I'm reinstalling my box, and everything went fine so far.

But I can't emerge nvidia-kernel.

I use a 2.6.5 gentoo dev sources kernel.

It's strange because on a former installation I had nvidia-kernel working all-right with this kernel.

This is the output for 5336 nvidia-kernel :

 *Quote:*   

> >>> md5 src_uri  NVIDIA-Linux-x86-1.0-5336-pkg1.run
> 
>  * The new 2.6.6 Series kernels include an option for 4K Stack sizes,
> 
>  * this option must NOT be selected. This driver will only work with
> ...

 

I read many posts about a wrong symlink in this forum. This is not related : the /usr/src/linux symlink is all right.

EMerging 6111 version of nvidia-kernel fails :

 *Quote:*   

> >>> emerge (1 of 1) media-video/nvidia-kernel-1.0.6111 to /
> 
> x86
> 
> >>> md5 src_uri  NVIDIA-Linux-x86-1.0-6111-pkg1.run
> ...

 

I don't know what to do. Any help appreciated!!

(Just in case, can I still emerge graphical environments and applications and solve this problem later? I'm fed up with command line right now and need some GUI (some browser especially!) even if I don't have opengl for the moment)

----------

## chunderbunny

You can switch video drivers at any time, so go ahead and install some WMs. 

You could try what the error message suggests, go to /usr/src/linux and run "make mrproper", then see if the 6111 drivers will compile.

----------

## tristure

Well it didn't work either...

Any other ideas?

Thanks!

----------

## tristure

OK, I'm in KDE now, so things are getting better  :Laughing: 

But I still have to get the nvidia thing working

I ran make mrproper; then I got the classic error "unable to determine kernel version".

I read something about typing make prepare-all, and so I did...

Now I got another error : *Quote:*   

> bash-2.05b# emerge nvidia-kernel
> 
> Calculating dependencies ...done!
> 
> >>> emerge (1 of 1) media-video/nvidia-kernel-1.0.5336-r4 to /
> ...

 

As I read something on the forums about emerging new headers, I tried to emerge the linux26-headers, but I can't, even with "~x86" the packages remain masked!

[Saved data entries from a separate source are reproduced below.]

PR #22, opened 2025-07-27
Class for well-formedness.

fmontesi:


chenson2018 (approved):
Seems straightforward as a notation typeclass.

PR #25, opened 2025-08-02
use notation3 for Lts and ReductionSystem

chenson2018:
This is in reference to https://github.com/cs-lean/cslib/issues/23#issuecomment-3131138166. It turns out that Mathlib already supports deriving a delaborator for notations declared with `notation3`. This is even better than an unexpander, because it works with expressions rather than syntax and by default works with uses of `variable`. The end result is that any use of `{Lts,ReductionSystem}.{Red,MRed}` is printed as their corresponding arrow in the infoview. 

I also:
- cleaned up a few small details about whitespace in the notations.
- moved the precedence markers to the arguments so that you can for instance write `¬ a ↠β b` without parenthesis

### DIFF
--- a/Cslib/Semantics/Lts/Basic.lean
+++ b/Cslib/Semantics/Lts/Basic.lean
@@ -654,13 +654,13 @@ syntax "lts_transition_notation" ident (str)? : command
 macro_rules
   | `(lts_transition_notation $lts $sym) =>
     `(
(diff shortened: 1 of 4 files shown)


fmontesi (approved):

fmontesi:
Neat!
It says in the mathlib docs that notation3 has an uncertain future, so we should keep an eye on that. But for now this does improve our lives. :-)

I tried to emerge and run config-kernel, didn't work either!!!

I'm really stuck now, and I would really like to have my card working!

Any help appreciated!!!!  :Crying or Very sad: 

----------

## Drooling Iguana

I had the same problem and managed to fix it by upgrading to the latest version of the kernel (2.6.8.1).  You might want to give that a shot.

----------

## tristure

The latest gentoo-dev-sources 2.6.7 and 2.6.8 lack many options I use (supermount support for instance), so I'd prefer to stick with my old 2.6.5.

----------

## DaMouse

2.6.8.1-ck6 then  :Smile: 

-DaMouse

----------

## tristure

Emerging it right now.

I'll try this kernel, thanks for the suggestion.

----------

## MushMushi

I had the same problem trying to install the nvidia-kernel 1.0.5336 to a previous kernel (2.6.4-ck2)... It just wouln't compile against it. (so then I tried an even older one, 2.4-ck3, and it worked)

but the nvidia-kernel works fine with 2.6.8.1-ck5

----------